++++ Dataset excerpts
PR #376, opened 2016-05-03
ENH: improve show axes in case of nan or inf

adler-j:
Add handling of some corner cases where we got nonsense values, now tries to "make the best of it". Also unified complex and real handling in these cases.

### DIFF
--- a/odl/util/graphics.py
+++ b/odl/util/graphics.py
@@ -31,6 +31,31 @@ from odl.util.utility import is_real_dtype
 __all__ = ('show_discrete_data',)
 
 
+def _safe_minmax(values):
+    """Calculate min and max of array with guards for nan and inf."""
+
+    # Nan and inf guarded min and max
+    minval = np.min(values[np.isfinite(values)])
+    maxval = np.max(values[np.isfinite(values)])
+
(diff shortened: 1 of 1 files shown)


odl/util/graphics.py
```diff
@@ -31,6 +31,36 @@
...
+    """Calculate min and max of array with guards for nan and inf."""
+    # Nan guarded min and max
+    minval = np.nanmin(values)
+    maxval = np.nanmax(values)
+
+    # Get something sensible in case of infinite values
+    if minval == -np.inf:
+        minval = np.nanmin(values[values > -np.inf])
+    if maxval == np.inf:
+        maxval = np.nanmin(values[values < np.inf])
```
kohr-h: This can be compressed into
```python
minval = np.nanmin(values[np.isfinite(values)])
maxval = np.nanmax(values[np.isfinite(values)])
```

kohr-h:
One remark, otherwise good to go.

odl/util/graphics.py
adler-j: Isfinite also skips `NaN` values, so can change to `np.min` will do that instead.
++++++++
++++ Dataset excerpts
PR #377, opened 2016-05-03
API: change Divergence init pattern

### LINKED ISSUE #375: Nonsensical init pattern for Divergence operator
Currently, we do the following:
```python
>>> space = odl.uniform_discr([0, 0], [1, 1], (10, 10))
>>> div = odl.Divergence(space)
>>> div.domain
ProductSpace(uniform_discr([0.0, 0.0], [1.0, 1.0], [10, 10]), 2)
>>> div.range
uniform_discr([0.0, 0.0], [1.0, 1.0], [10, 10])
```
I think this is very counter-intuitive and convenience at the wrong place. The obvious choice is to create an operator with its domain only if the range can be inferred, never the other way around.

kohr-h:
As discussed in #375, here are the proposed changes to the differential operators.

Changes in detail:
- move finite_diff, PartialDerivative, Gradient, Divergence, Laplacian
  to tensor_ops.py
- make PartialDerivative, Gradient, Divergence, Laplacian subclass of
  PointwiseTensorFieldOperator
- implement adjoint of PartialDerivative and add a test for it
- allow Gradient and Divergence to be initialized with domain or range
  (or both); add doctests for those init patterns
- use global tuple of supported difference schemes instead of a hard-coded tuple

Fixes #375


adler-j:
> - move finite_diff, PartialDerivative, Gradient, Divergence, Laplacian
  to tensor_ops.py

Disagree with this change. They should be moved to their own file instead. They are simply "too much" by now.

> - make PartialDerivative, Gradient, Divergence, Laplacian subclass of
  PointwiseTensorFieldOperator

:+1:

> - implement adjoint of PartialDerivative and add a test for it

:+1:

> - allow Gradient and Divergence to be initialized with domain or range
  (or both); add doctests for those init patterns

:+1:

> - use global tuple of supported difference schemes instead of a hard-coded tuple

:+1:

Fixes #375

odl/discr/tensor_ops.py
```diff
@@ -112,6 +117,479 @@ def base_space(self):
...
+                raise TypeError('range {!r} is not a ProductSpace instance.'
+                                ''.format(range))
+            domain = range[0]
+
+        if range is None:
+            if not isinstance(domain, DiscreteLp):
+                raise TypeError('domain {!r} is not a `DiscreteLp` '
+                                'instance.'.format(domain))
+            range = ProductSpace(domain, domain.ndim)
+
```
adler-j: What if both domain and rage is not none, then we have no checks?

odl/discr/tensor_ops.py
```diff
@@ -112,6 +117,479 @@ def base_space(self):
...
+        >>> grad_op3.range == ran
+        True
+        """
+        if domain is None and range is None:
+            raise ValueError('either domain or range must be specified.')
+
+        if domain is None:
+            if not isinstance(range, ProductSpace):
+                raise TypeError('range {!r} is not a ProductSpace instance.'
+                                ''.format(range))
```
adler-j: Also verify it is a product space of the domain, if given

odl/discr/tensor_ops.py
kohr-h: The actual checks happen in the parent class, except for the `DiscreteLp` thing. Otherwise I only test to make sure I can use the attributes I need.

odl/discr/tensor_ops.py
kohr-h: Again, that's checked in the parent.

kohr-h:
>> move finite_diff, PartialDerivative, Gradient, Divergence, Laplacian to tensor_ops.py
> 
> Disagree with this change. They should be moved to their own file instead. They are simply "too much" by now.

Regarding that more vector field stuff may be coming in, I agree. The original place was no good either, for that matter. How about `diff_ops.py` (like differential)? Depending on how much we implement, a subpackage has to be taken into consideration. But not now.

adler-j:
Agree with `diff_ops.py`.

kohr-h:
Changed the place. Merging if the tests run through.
++++++++
++++ Dataset excerpts
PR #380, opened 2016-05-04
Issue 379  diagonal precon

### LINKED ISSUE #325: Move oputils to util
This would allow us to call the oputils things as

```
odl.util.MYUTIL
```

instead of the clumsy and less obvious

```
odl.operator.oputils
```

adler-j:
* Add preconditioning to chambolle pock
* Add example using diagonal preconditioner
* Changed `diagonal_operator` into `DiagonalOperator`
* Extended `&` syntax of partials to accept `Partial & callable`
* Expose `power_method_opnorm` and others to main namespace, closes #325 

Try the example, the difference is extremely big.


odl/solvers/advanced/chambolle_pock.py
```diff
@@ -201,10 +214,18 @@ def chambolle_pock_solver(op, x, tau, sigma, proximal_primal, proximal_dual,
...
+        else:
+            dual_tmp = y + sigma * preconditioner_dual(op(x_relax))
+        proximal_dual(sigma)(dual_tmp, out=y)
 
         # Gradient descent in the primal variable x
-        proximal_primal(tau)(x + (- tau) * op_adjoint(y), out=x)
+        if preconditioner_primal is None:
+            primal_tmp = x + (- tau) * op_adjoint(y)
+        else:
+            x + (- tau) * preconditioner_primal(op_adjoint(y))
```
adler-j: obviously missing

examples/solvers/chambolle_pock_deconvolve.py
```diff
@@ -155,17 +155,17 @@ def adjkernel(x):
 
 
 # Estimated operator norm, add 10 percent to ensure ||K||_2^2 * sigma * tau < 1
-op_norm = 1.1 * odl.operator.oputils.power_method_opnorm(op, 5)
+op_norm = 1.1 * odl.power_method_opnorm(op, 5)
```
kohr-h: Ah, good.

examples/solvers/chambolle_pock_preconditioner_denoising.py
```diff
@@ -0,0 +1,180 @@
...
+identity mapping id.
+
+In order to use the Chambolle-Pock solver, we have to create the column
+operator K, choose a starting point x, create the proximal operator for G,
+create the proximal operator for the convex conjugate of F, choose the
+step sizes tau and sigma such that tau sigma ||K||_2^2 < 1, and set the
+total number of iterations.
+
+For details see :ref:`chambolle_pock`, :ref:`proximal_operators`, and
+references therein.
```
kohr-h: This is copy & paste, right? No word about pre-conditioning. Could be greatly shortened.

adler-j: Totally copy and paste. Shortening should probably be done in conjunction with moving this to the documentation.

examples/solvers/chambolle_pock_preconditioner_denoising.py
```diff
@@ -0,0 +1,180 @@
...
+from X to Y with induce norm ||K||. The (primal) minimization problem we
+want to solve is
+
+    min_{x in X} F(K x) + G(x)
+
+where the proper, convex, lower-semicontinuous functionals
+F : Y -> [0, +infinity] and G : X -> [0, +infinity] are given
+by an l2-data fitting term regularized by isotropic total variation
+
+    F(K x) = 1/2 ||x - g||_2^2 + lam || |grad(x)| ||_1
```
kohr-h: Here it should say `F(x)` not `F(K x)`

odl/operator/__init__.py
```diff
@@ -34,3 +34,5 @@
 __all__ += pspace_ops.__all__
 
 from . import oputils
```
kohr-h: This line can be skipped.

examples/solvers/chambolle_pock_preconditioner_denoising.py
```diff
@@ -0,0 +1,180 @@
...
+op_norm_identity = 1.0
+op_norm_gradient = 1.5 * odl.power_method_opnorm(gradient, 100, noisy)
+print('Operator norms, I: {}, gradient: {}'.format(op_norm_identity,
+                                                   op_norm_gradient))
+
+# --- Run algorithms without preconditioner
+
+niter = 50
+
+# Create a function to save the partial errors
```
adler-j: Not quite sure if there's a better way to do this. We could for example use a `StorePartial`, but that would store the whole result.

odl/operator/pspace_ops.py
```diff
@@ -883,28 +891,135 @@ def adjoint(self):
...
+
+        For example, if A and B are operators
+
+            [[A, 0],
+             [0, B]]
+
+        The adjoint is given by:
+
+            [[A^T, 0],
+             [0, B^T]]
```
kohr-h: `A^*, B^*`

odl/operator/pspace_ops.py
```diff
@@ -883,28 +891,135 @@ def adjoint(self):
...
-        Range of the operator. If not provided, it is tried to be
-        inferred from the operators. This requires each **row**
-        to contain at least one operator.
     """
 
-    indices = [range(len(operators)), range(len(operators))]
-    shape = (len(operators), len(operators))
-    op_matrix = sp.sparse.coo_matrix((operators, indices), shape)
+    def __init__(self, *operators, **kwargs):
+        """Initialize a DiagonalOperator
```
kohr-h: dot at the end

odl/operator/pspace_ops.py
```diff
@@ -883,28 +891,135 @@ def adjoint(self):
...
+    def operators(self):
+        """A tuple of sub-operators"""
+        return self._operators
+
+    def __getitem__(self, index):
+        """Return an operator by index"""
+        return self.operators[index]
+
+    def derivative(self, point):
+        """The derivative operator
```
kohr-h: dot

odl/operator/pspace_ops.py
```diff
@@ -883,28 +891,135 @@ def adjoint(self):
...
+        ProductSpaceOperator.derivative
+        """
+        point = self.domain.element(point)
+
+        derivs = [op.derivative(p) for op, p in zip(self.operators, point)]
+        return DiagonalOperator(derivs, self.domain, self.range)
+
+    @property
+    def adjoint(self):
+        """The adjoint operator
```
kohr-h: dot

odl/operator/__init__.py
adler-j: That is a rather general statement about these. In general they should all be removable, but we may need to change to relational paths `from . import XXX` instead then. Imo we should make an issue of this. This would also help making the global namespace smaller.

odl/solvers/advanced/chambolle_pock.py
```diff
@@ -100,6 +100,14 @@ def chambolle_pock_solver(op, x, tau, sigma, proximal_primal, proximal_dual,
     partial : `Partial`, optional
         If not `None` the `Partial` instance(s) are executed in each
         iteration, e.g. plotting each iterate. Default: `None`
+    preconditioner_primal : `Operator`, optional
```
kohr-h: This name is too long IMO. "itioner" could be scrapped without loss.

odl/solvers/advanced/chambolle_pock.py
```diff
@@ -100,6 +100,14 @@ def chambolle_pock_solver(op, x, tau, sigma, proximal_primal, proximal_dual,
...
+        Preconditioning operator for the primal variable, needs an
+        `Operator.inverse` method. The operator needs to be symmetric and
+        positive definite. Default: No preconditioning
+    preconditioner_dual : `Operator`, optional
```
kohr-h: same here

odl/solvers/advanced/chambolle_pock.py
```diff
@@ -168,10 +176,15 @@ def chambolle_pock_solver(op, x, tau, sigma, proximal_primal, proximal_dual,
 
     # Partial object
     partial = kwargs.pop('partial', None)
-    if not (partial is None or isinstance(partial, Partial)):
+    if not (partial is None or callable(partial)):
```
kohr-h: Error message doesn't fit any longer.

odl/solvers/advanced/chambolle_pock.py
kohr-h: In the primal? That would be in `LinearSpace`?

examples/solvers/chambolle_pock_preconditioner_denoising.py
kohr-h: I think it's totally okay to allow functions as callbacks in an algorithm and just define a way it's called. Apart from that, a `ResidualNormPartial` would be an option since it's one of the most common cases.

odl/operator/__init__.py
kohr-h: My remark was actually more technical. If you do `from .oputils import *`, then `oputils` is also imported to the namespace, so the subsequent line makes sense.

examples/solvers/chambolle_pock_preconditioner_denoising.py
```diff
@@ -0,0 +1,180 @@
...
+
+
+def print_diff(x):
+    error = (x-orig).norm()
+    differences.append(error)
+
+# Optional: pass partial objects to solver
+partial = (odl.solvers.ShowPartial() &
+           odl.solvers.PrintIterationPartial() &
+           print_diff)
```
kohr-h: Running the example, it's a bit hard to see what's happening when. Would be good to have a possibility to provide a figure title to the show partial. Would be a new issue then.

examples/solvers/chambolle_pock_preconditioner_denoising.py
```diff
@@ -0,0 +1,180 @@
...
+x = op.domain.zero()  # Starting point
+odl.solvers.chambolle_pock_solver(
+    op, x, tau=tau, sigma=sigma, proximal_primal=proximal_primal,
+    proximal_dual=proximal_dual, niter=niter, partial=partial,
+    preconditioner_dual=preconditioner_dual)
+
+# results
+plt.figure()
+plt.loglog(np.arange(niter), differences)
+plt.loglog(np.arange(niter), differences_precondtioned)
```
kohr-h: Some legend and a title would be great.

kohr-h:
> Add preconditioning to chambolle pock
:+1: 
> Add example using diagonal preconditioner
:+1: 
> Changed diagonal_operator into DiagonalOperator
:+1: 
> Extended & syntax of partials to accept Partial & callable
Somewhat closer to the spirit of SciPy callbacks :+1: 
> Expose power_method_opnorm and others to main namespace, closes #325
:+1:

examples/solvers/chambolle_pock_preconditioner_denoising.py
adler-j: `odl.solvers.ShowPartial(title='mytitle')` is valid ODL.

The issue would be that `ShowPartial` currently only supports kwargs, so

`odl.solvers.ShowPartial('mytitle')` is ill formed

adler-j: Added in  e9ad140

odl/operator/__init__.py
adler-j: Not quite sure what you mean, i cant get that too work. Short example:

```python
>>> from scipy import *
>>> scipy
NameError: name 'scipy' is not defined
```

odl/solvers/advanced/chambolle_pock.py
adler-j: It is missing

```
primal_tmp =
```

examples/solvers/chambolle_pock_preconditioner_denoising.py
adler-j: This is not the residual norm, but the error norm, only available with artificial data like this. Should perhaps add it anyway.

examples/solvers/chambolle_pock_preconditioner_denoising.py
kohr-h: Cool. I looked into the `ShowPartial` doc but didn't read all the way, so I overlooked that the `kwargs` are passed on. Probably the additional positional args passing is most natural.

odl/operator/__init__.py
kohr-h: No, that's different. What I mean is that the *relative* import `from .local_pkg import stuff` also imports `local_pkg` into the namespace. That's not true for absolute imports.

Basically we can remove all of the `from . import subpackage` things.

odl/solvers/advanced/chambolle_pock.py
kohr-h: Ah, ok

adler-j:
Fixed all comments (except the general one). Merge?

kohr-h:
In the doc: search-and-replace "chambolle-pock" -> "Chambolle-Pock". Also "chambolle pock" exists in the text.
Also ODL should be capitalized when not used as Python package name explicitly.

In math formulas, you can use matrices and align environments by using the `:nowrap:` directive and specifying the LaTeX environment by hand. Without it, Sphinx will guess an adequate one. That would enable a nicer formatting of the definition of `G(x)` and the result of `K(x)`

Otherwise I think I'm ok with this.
++++++++
■ What you will do
Please find every line in the records above that holds the word "supported" and copy it.

■ The completed task
- use global tuple of supported difference schemes instead of a hard-coded tuple
> - use global tuple of supported difference schemes instead of a hard-coded tuple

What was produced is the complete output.